Serve some Chamorro Red Rice at your next gathering for that extra special touch.
Give my recipe a try. I think you’ll like it. 🙂
- 3 cups rice (medium or long grain)
- 1 tablespoon Dashida seasoning
- 1 tablespoon bacon fat (or substitute with olive or vegetable oil)
- 1/4 teaspoon black pepper
- 1 teaspoon chopped garlic
- 4 stalks green onions, sliced
- 1 packet achote powder (see note below)
- 3 1/2 cups hot water (see note below)
To make 10 cups of red rice (enough for a small BBQ), use the following measurements:
- 10 cups rice
- 3 tablespoons Dashida
- 3 tablespoons bacon fat
- 1/2 teaspoon black pepper
- 1 tablespoon chopped garlic
- 8 stalks green onions, sliced
- 3 packets achote powder
- 11 1/2 cups hot water
You can use achote water made with achote seeds instead of using powdered achote. Scrub about 1/4 cup of achote seeds in 3 1/2 cups warm water. Add the achote water (make sure to strain out the seeds and add just the achote water) to the pot where the directions call for adding water and achote powder.
1. Place the rice into your rice cooker pot. Rinse the rice as required, draining out any excess water.
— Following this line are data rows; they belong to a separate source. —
PR #2723, opened 2022-07-25
Integrate loadKey with init schema

### LINKED ISSUE #2066: data: why do migrations require calling initializeSchema multiple times?

dnephin:
## Summary

Branched from #2722

Pass `loadKey` to migrator so that we don't have to duplicate some of the "has schema been intialized" logic.

## Related Issues

Resolves #2066

### DIFF
--- a/internal/server/data/migrations.go
+++ b/internal/server/data/migrations.go
@@ -476,7 +476,6 @@ func migrations() []*migrator.Migration {
 		addAuthURLAndScopeToProviders(),
 		setDestinationLastSeenAt(),
 		deleteDuplicateGrants(),
-		addFieldsFor_0_14(),
 		dropDeletedProviderUsers(),
 		// next one here
 	}
@@ -636,20 +635,4 @@ func dropDeletedProviderUsers() *migrator.Migration {
 func deleteDuplicates(tx *gorm.DB, group string, model models.Modelable) error {
 	subQuery := tx.Select("min(id)").Group(group).Model(model)
 	return tx.Where("id NOT in (?)", subQuery).Delete(model).Error
-}
-
-// nolint:revive
-func addFieldsFor_0_14() *migrator.Migration {
-	return &migrator.Migration{
-		ID: "2022-07-21T18:28",
-		Migrate: func(tx *gorm.DB) error {
-			if err := tx.AutoMigrate(&models.Provider{}); err != nil {
-				return err
-			}
-			if err := tx.AutoMigrate(&models.Settings{}); err != nil {
-				return err
-			}
-			return nil
-		},
-	}
 }
--- a/internal/server/data/migrations.go
+++ b/internal/server/data/migrations.go
@@ -17,10 +17,8 @@ import (
 	"github.com/infrahq/infra/uid"
 )
 
-func migrate(db *gorm.DB) error {
-	opts := migrator.DefaultOptions
-	opts.InitSchema = preMigrate
-	m := migrator.New(db, opts, []*migrator.Migration{
+func migrations() []*migrator.Migration {
+	return []*migrator.Migration{
 		// rename grants.identity -> grants.subject
 		{
 			ID: "202203231621", // date the migration was created
@@ -79,7 +77,7 @@ func migrate(db *gorm.DB) error {
 
 				var keys []AccessKey
 
-				err := db.Find(&keys).Error
+				err := tx.Find(&keys).Error
 				if err != nil {
 					return fmt.Errorf("migrating access key identities: %w", err)
 				}
@@ -115,7 +113,7 @@ func migrate(db *gorm.DB) error {
 						SecretChecksum: key.SecretChecksum,
 					}
 
-					if err := SaveAccessKey(db, convertedKey); err != nil {
+					if err := SaveAccessKey(tx, convertedKey); err != nil {
 						return fmt.Errorf("save converted key: %w", err)
 					}
 				}
@@ -139,7 +137,7 @@ func migrate(db *gorm.DB) error {
 
 				var creds []Credential
 
-				if err := db.Find(&creds).Error; err != nil {
+				if err := tx.Find(&creds).Error; err != nil {
 					return fmt.Errorf("migrating creds: %w", err)
 				}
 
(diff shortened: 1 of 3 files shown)


internal/server/data/migrations.go
```diff
@@ -17,10 +17,8 @@ import (
 	"github.com/infrahq/infra/uid"
 )
 
-func migrate(db *gorm.DB) error {
-	opts := migrator.DefaultOptions
-	opts.InitSchema = preMigrate
-	m := migrator.New(db, opts, []*migrator.Migration{
+func migrations() []*migrator.Migration {
```
dnephin, line 20: I removed the `migrate` function and created this `migrations` function instead. This should allow a test to compare the list of migrations against the list of tests in the table, to find when we've missing a migration test.

It also found some potential bugs. We were using the `db` variable instead of the `tx` variable in some of these migrations.

internal/server/data/migrations.go
```diff
@@ -637,3 +619,19 @@ func deleteDuplicates(tx *gorm.DB, group string, model models.Modelable) error {
 	subQuery := tx.Select("min(id)").Group(group).Model(model)
 	return tx.Where("id NOT in (?)", subQuery).Delete(model).Error
 }
+
+// nolint:revive
+func addFieldsFor_0_14() *migrator.Migration {
```
dnephin, line 624: Now that we don't call `AutoMigrate` after `migrate` we will need to explicit create migrations for adding columns.

I think this is much safer. It'll prompt us to write tests for them as well, and it will be more clear that we are making changes to the db schema.

The downside is that it's currently a lot of work to add a test for a database migration, so I'm going to be looking at making that easier next.

internal/server/data/migrations.go
```diff
@@ -637,3 +619,19 @@ func deleteDuplicates(tx *gorm.DB, group string, model models.Modelable) error {
...
+	return &migrator.Migration{
+		ID: "202207211828",
+		Migrate: func(tx *gorm.DB) error {
+			if err := tx.AutoMigrate(&models.Provider{}); err != nil {
+				return err
+			}
+			if err := tx.AutoMigrate(&models.Settings{}); err != nil {
+				return err
+			}
```
dnephin, line 633: TODO: I should replace these with sql `ALTER TABLE` statements if possible.

internal/server/data/migrator/migrator.go
```diff
@@ -50,6 +54,11 @@ var DefaultOptions = Options{
 
 // New returns a new Migrator.
 func New(db *gorm.DB, options Options, migrations []*Migration) *Migrator {
+	if options.LoadKey == nil {
```
BruceMacD, line 57: Are we going to make it possible to call specific migrations? Otherwise this will be required most of the time I imagine.

internal/server/data/migrator/migrator.go
```diff
@@ -177,7 +190,7 @@ func (g *Migrator) runInitSchema() error {
 			return err
 		}
 	}
-	return nil
+	return g.options.LoadKey(g.tx)
```
BruceMacD, line 193: Why does this get called twice?

internal/server/data/migrator/migrator.go
dnephin: Specific migrations, no, but it's pretty easy to pass in an arbitrary list of migrations. In the test I plan on running `[0:n]` to simulate applying each migration in order.

In our tests though we don't always pass a `LoadKey`, so I think it has to be optional unless we start using a consistent data key with all of our tests. Should be easy to make it required later if we need to.

internal/server/data/migrator/migrator.go
dnephin: There are 3 possible flows for migrations:
1. fresh install - call initialize schema and write migration IDs to the migrations table
2. run new migrations
3. don't run any migrations if they have all been applied

One call is for flow 1, and second call is for flow 2 and 3.

internal/server/data/migrations.go
BruceMacD: Just a heads up, sqlite's support for alter table is really limited.

BruceMacD (approved):
Looks good

internal/server/data/migrations.go
```diff
@@ -655,3 +637,19 @@ func deleteDuplicates(tx *gorm.DB, group string, model models.Modelable) error {
 	subQuery := tx.Select("min(id)").Group(group).Model(model)
 	return tx.Where("id NOT in (?)", subQuery).Delete(model).Error
 }
+
+// nolint:revive
+func addFieldsFor_0_14() *migrator.Migration {
+	return &migrator.Migration{
+		ID: "2022-07-21T18:28 add fields from 0.14.0",
```
dnephin, line 644: I amended the commit to use a bit more verbose name for the migration IDs. I think this reads a lot better and should work just as well as the old IDs.

dnephin:
I'm going to wait to merge this, because further testing shows that removing the second `AutoMigrate` will require a few more migrations be added.

dnephin:
I pushed another commit which reverts part of the original change. Removing the calls to `AutoMigrate` is a lot more work. So for now we'll keep them. When the test coverage for migrations is complete we can replace the `AutoMigrate` with explicit migrations.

2. Into the pot, add the Dashida, bacon fat, black pepper, garlic, and achote powder. If you don’t have any saved bacon fat, substitute with olive or vegetable oil. 3. Add the green onions to the pot. 4. Carefully pour the hot water into the pot. Stir to combine all the ingredients and to dissolve the achote powder and Dashida. The bacon fat will start to melt; don’t worry if it doesn’t completely melt at this time.
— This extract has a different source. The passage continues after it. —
PR #2727, opened 2022-07-26
feat: do not prompt list of login methods if no providers are connected

### LINKED ISSUE #2636: If there's only one login method (eg. username/pw), don't prompt list but just go straight to that signing method.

Turn the rice cooker to the “cook” setting. The only thing left to do is to stir the rice a couple more times. Wait a couple of minutes then stir to ensure even mixing after the bacon fat melted. Wait another 5 minutes or so and stir once more to ensure the rice at the bottom of the pot is evenly coated with achote coloring.
After stirring the rice for a second time, leave the rice to cook/steam until done.
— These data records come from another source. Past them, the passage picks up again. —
PR #2738, opened 2022-07-26
feat(helm): bind services to non-privileged port ranges

### LINKED ISSUE #2737: Configure server/connector listening address/port through Helm
Expose configuration options to change the service listening addresses. Default to a high port number (> 1024)

mxyng:
## Summary

Allow the bind addresses for server and connector to be configured through Helm.

Set a default bind address such that the pod can be run without additional privileges for binding to sub-1024 ports.

## Checklist

## Related Issues

Resolves #2737

### DIFF
--- a/helm/charts/infra/templates/connector/configmap.yaml
+++ b/helm/charts/infra/templates/connector/configmap.yaml
@@ -12,6 +12,11 @@ data:
     name: {{ . }}
 {{- end }}
 
+    addr:
+{{- range $key, $val := .Values.connector.config.addr }}
+      {{ $key }}: ':{{ $val }}'
+{{- end }}
+
     server:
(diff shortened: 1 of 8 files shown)


dnephin (approved):
LGTM! 

The change in default values should be fine because everything connects to the service port, right?

The only potentially breaking change is if someone is using a `values.yaml` file that doesn't set values for these fields?  Should we use `| default` in the template to account for that?

mxyng:
Values are merged with `values.yaml` that comes with the chart so this shouldn't be an issue unless they use something like `--reuse-values`. Could add `| default` just in case but I don't think it's necessary

dnephin:
> Values are merged with values.yaml that comes with the chart

Ahh, I didn't know this. I assumed it was replaced. Good to know, and this seems safe.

5. Serve with your favorite meat dish (Chamorro BBQ, fried chicken, or pan-fried Spam goes fantastic with red rice!) and ENJOY! 😀
What’s another substitute for the Dashida seasoning? I looked everywhere and can’t find it? Went on Amazon but there’s different types. Since I didn’t have a picture, I just ended up making my own seasoning. It turned out great. Pretty sure it would’ve been perfect with the original seasoning recommended.
You can just omit the Dashida and use table salt, but use less than half the amount called for Dashida. You can add salt a little at a time and taste the cooking liquid to make sure it’s seasoned to your liking. As for what type of Dashida I use in this recipe (and many of my other recipes), I use the beef flavored kind. It usually has a photo of a piece of steak or beef on the package.
Annie’s has been my go-to for as long as I’ve been in Arizona, 10 years! Great recipes and it brings back memories of fiesta in Talofofo as a kid! I’m making bbq chicken and red rice tonight! TGIF!
I’m married to a Chamorro man. Sadly his Mom passed when he was young. He loved her Chamorro cooking. Your recipes have helped me bring his heritage back to him. I have made many of your recipes and can’t wait to try more. His brothers love it also. Thank you Annie.
I made this twice (used Jasmin rice) and each time the rice came out hard, like it wasn’t finished cooking or not enough water. I followed the directions exactly as stated. What do you think could be wrong?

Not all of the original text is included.